(Records for the task Opens)

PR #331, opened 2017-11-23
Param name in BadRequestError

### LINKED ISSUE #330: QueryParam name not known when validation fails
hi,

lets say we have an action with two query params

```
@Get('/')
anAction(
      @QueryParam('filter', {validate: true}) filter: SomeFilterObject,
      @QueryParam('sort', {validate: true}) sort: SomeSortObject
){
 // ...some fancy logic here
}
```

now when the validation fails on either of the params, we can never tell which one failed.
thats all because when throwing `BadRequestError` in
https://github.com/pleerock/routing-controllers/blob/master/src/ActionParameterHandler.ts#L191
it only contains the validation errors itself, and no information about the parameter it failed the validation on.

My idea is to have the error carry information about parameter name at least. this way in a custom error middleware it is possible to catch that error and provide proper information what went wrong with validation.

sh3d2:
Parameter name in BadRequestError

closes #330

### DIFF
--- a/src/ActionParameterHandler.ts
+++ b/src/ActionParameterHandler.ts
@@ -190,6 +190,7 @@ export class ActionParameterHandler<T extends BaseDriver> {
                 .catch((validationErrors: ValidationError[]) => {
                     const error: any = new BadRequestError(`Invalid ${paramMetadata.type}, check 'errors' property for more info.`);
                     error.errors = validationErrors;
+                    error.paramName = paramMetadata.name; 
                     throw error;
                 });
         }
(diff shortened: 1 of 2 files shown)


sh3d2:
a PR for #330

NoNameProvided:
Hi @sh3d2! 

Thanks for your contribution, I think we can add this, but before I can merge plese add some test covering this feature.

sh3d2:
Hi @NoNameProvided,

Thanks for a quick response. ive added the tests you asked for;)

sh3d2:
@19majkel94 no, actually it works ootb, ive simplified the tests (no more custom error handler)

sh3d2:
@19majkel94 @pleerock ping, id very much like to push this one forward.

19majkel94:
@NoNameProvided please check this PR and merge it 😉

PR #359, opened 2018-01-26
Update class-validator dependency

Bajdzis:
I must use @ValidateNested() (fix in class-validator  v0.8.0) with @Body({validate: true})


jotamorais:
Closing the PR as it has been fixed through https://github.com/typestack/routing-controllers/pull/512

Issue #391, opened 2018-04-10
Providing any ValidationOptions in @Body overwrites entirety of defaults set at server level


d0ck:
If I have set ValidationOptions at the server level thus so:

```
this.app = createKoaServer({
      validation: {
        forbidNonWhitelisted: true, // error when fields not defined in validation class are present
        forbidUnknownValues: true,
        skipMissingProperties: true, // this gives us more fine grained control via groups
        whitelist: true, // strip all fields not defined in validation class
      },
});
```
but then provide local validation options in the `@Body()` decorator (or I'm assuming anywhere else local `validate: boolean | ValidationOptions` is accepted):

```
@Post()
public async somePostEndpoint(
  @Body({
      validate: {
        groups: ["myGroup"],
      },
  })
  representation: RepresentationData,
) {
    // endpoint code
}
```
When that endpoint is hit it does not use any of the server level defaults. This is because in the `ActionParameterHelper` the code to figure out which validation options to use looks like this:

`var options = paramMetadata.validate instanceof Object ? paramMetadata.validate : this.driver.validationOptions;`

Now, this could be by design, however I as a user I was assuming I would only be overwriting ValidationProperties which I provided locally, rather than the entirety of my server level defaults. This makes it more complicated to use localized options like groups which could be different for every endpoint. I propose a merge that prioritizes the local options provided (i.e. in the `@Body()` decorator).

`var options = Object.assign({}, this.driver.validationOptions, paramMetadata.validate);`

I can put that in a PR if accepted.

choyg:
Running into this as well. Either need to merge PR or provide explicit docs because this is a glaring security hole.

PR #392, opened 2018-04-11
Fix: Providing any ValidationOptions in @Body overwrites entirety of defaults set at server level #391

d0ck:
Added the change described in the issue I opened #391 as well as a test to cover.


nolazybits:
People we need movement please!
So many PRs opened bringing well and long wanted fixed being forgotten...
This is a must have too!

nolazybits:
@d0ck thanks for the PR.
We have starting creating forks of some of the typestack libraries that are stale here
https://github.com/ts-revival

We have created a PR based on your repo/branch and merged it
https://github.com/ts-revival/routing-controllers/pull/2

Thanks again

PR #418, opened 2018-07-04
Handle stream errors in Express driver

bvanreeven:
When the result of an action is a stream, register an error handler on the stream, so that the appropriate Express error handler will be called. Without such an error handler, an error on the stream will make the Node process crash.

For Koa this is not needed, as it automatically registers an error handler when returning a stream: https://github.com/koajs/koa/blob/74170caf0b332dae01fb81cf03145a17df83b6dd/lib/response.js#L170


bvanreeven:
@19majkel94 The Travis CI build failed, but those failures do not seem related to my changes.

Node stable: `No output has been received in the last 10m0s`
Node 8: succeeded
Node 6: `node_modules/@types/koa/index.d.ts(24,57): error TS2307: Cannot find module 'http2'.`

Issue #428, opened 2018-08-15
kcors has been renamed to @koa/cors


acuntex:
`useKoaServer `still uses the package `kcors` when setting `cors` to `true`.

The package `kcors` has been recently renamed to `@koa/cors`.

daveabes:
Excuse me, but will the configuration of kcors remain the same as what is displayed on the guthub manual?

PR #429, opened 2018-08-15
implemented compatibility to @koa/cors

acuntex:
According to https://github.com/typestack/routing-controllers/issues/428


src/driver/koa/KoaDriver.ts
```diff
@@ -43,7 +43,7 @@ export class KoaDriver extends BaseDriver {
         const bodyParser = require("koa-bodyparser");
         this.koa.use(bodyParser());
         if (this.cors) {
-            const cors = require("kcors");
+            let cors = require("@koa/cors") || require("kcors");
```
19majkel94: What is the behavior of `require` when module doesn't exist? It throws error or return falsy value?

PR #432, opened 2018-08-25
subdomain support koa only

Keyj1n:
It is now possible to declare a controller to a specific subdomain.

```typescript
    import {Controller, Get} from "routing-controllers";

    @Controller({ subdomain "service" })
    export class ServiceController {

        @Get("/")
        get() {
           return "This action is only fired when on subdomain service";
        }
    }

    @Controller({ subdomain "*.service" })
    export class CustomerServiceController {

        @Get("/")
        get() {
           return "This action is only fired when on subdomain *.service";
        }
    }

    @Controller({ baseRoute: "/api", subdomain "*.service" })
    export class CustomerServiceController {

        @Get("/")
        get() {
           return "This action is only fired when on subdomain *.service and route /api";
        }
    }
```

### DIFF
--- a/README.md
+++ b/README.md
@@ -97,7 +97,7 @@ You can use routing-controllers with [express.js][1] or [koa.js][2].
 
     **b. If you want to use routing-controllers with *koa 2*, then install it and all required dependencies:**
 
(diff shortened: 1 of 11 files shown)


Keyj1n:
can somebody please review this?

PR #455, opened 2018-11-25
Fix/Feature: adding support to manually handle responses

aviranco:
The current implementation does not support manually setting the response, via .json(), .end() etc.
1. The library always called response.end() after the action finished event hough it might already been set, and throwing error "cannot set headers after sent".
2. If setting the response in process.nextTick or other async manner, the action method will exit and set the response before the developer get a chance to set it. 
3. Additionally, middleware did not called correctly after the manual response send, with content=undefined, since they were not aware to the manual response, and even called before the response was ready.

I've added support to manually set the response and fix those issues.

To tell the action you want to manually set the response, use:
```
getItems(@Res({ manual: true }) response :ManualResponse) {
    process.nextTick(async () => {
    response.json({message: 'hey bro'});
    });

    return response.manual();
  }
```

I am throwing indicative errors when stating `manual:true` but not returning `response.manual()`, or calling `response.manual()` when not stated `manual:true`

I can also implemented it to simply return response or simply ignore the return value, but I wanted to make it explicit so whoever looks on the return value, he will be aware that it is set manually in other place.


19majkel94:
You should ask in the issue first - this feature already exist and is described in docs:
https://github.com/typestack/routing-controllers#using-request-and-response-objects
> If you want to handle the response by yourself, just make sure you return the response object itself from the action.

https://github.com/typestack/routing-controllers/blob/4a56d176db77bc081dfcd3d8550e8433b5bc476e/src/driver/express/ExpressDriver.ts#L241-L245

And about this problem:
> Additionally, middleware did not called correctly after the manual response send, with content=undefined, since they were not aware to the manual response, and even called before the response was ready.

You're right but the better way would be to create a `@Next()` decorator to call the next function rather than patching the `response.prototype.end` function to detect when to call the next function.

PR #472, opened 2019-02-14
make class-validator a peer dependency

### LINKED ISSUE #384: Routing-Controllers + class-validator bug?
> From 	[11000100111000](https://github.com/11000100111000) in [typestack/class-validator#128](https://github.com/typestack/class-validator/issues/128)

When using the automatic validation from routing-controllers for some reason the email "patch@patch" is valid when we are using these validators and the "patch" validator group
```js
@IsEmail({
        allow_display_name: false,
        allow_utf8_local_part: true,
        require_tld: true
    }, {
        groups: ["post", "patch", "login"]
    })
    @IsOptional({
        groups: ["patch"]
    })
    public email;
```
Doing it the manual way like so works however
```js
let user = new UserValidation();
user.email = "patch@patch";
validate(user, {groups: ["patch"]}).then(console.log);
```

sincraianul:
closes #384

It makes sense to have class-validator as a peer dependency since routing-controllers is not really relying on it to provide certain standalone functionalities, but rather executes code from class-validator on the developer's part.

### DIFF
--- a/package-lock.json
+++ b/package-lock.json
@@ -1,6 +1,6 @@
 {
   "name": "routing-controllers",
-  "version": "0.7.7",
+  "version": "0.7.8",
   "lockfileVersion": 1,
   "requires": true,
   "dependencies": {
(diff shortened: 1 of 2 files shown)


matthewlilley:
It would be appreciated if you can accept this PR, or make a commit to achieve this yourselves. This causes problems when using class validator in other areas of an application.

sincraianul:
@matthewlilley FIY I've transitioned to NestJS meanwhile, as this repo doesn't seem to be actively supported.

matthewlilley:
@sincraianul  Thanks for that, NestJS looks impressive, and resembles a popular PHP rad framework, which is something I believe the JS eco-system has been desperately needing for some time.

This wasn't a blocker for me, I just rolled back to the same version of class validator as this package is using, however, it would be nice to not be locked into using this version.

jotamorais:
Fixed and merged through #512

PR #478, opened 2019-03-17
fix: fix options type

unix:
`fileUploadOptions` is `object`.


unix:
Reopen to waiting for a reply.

(Records for the task Closes)

__Activity__: Within the data above, the span starting at the line containing "1. The library" and ending at the line containing "2. If setting" is to be retyped exactly, with no other lines.

__Answer box__:
1. The library always called response.end() after the action finished event hough it might already been set, and throwing error "cannot set headers after sent".
2. If setting the response in process.nextTick or other async manner, the action method will exit and set the response before the developer get a chance to set it. 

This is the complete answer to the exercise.